WORK ITEM -
The lines wanted are those in the data below that include "LocationAndRegistry".

=-=-=

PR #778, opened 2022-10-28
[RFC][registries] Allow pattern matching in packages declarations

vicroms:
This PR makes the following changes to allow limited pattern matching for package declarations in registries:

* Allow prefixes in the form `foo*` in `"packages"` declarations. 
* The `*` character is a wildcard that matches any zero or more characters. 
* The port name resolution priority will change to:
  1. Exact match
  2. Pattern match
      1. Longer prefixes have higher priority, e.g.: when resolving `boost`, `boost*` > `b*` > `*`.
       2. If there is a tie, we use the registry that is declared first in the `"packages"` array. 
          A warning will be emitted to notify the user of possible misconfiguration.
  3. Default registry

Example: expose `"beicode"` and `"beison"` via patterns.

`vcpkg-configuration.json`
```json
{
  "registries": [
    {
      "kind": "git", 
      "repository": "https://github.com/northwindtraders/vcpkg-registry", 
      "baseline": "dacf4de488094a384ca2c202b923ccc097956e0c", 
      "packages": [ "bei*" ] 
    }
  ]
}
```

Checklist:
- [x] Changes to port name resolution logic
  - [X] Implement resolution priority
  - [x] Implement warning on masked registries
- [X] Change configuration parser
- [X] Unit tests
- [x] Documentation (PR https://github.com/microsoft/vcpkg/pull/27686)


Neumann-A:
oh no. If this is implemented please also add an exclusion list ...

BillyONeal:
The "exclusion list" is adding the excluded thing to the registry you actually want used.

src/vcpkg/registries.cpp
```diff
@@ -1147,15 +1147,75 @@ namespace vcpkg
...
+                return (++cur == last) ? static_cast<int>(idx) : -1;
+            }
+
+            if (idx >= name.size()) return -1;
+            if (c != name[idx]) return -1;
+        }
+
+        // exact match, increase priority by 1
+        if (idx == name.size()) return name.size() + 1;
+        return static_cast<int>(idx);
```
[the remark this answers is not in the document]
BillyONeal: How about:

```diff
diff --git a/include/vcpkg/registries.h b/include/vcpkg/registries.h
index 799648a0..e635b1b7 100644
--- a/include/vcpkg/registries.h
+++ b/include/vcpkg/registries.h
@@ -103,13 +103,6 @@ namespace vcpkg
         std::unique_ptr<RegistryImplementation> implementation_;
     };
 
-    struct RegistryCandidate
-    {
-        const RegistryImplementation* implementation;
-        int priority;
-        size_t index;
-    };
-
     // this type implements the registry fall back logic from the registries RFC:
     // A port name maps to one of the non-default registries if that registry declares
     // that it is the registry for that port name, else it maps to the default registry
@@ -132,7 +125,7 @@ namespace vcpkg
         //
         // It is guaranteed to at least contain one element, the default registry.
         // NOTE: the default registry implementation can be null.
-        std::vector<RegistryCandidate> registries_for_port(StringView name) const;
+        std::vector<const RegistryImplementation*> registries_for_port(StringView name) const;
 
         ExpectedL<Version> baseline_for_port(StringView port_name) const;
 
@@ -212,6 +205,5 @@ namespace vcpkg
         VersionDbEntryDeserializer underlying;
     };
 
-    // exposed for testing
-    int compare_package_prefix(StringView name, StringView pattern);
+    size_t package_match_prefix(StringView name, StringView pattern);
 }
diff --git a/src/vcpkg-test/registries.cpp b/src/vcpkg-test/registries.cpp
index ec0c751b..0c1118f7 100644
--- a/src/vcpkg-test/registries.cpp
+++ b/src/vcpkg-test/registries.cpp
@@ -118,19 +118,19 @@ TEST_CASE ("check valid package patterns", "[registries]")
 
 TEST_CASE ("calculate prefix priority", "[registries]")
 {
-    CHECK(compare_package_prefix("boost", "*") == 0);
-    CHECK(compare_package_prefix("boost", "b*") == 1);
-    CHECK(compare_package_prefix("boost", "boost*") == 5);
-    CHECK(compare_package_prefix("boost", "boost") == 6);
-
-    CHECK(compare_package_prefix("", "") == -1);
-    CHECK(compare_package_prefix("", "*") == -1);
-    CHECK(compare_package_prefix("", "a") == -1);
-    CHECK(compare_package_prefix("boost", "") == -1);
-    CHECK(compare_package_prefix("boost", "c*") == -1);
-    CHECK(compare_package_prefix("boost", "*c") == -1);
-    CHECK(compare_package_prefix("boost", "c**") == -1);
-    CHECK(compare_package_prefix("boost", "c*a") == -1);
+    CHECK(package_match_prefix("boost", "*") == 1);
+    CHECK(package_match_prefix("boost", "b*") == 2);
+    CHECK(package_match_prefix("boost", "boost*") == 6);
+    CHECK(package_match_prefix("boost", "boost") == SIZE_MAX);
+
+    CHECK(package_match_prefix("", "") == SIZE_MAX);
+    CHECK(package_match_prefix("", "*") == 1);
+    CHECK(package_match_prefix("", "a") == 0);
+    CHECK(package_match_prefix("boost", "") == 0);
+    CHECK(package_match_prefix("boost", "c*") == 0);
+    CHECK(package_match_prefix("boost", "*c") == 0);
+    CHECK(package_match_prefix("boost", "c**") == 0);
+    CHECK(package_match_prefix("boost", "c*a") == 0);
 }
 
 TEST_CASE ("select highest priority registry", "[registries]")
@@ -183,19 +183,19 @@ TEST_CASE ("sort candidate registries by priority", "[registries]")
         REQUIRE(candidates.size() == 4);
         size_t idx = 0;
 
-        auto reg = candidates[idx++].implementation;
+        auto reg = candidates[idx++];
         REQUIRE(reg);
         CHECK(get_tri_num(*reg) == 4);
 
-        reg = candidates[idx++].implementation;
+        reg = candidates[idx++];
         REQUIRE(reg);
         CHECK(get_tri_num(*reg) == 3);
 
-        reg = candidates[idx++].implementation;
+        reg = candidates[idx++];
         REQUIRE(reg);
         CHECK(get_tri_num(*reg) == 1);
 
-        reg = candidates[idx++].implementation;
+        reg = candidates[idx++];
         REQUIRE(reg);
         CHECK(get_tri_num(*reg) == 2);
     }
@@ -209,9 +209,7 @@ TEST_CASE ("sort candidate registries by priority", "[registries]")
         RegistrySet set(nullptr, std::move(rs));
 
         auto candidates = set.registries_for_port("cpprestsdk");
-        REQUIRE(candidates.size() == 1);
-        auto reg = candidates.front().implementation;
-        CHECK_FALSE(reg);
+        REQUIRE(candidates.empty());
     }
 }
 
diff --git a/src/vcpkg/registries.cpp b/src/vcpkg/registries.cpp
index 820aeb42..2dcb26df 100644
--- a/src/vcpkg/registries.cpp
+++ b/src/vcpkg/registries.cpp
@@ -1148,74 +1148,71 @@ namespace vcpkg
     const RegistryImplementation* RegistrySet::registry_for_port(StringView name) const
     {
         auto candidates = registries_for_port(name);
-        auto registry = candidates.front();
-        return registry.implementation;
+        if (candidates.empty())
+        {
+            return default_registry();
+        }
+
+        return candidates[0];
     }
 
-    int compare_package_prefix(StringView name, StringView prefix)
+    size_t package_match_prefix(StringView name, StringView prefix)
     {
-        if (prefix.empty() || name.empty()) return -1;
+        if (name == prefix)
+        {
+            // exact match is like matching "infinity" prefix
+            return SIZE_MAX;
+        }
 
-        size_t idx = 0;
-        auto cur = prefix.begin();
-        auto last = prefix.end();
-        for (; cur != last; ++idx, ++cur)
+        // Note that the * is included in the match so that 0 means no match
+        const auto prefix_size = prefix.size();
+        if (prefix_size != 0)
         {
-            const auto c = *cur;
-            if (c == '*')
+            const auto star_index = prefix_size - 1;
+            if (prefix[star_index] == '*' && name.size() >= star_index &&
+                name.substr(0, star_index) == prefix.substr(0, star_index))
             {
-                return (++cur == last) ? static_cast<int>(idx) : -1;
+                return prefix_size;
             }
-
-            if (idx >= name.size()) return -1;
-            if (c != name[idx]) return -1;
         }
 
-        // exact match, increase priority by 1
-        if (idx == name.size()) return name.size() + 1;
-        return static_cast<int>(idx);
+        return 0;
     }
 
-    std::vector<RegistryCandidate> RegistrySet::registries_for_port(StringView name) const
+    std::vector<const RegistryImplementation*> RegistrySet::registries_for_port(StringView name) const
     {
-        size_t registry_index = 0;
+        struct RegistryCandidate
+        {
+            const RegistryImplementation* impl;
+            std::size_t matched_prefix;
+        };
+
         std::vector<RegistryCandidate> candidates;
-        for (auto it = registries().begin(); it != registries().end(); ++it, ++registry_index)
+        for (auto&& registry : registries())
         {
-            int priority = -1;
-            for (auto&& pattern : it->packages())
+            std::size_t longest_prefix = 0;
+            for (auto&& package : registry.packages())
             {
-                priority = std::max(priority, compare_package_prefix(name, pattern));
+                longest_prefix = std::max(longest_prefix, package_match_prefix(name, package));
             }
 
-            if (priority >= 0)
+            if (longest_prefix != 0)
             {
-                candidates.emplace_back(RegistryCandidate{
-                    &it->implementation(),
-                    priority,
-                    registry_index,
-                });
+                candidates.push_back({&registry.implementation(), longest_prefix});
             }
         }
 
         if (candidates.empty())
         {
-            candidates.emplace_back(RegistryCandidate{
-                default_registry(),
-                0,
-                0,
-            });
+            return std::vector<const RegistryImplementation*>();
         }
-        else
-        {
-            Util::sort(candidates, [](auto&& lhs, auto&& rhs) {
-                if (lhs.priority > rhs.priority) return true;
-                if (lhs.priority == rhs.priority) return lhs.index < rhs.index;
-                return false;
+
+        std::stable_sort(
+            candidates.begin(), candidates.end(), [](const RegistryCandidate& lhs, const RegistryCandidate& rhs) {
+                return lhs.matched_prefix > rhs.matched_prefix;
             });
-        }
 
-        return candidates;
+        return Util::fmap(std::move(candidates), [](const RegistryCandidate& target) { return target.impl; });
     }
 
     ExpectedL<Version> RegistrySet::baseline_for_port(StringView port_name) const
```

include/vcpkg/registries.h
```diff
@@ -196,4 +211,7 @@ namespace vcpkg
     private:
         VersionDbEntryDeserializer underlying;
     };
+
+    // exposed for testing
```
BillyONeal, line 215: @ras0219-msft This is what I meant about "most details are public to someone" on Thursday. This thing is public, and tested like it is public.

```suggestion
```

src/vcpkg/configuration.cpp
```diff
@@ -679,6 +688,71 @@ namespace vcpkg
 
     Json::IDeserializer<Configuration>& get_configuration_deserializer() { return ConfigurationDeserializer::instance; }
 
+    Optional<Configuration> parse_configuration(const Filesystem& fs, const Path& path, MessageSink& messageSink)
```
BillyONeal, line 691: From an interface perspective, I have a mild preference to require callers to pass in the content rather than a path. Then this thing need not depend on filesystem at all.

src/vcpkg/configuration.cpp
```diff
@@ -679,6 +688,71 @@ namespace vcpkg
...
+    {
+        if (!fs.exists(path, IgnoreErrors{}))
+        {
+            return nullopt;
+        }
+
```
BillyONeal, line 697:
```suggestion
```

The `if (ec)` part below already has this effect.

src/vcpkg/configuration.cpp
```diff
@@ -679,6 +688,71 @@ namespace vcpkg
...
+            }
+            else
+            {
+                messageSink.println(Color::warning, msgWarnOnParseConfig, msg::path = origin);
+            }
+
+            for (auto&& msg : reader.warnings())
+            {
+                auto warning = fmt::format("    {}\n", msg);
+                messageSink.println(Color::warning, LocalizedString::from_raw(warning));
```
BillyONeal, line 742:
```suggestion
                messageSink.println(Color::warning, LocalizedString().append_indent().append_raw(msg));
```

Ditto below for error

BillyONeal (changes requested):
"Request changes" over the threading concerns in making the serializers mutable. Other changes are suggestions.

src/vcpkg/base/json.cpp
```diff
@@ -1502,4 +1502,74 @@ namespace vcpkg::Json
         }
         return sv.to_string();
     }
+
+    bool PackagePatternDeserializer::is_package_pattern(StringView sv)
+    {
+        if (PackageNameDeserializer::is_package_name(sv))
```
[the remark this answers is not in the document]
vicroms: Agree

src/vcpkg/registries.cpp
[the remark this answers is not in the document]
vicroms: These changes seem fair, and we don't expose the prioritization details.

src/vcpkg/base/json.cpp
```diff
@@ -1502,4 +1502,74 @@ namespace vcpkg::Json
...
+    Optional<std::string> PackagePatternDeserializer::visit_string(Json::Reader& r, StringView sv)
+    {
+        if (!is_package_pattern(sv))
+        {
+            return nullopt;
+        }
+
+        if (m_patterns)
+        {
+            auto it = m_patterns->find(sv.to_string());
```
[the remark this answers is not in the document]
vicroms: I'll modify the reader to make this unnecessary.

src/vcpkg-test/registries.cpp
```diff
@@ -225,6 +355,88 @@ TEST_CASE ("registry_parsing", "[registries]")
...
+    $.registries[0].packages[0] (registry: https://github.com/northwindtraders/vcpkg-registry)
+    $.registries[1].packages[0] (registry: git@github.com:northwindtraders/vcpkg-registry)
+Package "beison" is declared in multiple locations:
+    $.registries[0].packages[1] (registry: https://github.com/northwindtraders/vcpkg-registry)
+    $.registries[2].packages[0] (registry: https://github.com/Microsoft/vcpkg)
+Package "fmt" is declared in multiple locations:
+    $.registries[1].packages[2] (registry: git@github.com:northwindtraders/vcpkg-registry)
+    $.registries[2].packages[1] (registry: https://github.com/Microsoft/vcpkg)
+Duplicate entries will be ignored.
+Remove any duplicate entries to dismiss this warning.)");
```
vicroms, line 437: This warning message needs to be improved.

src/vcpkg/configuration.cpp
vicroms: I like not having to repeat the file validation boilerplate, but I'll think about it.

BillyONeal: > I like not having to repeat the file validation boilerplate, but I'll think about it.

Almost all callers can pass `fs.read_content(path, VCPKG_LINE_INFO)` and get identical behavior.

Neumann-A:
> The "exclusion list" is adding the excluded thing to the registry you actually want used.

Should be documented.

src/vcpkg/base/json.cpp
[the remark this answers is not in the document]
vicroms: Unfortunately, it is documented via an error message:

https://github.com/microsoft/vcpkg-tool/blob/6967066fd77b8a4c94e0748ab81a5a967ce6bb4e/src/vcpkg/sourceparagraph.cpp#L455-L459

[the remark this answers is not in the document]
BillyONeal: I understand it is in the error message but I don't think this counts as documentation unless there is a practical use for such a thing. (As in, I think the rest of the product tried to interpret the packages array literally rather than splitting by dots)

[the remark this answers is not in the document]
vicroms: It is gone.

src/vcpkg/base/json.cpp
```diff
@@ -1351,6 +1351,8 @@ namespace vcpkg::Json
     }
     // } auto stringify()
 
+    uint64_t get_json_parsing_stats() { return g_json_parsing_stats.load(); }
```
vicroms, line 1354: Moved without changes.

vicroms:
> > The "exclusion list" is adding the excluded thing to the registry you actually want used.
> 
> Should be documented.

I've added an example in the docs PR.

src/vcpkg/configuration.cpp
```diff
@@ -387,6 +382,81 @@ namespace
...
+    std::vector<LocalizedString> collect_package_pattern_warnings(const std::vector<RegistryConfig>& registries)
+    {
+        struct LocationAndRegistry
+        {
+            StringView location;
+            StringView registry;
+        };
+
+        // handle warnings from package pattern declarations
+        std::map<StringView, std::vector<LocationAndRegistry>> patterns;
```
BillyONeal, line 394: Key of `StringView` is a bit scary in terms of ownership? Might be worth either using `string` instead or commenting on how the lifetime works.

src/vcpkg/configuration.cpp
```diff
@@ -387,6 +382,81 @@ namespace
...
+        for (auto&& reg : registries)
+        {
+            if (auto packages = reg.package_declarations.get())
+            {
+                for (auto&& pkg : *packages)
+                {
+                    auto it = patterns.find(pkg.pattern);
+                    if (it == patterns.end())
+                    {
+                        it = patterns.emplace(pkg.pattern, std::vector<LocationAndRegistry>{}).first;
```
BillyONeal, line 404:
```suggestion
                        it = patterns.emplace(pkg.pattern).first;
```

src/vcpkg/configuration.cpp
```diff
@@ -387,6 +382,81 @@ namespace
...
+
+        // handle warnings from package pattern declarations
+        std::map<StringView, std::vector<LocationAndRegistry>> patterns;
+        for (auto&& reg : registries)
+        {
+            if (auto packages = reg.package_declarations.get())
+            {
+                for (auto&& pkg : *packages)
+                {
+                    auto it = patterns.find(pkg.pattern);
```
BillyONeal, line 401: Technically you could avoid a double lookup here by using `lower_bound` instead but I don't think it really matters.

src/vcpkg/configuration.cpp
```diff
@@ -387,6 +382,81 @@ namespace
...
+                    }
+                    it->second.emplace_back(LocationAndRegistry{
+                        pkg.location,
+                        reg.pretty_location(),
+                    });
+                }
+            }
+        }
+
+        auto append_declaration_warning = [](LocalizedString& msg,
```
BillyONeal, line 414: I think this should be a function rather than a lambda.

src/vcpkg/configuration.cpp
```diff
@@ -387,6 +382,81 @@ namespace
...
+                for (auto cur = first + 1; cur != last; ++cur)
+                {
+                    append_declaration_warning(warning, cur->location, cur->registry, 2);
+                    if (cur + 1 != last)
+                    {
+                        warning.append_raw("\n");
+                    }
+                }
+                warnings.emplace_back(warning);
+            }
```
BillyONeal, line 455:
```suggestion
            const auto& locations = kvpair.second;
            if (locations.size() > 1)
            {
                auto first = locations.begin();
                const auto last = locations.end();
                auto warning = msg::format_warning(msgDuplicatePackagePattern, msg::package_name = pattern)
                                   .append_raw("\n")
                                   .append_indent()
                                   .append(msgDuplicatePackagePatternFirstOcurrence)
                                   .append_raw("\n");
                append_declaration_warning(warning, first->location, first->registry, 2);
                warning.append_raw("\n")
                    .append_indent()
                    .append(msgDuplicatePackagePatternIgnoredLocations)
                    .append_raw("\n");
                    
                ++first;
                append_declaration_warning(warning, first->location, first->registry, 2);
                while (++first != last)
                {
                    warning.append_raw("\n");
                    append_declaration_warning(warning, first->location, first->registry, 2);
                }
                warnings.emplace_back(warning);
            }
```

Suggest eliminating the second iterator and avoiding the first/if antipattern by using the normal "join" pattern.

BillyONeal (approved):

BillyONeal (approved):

=-=-=

ANSWER TO THE EXERCISE -
+        struct LocationAndRegistry
+        std::map<StringView, std::vector<LocationAndRegistry>> patterns;
+                        it = patterns.emplace(pkg.pattern, std::vector<LocationAndRegistry>{}).first;
+        std::map<StringView, std::vector<LocationAndRegistry>> patterns;
+                    it->second.emplace_back(LocationAndRegistry{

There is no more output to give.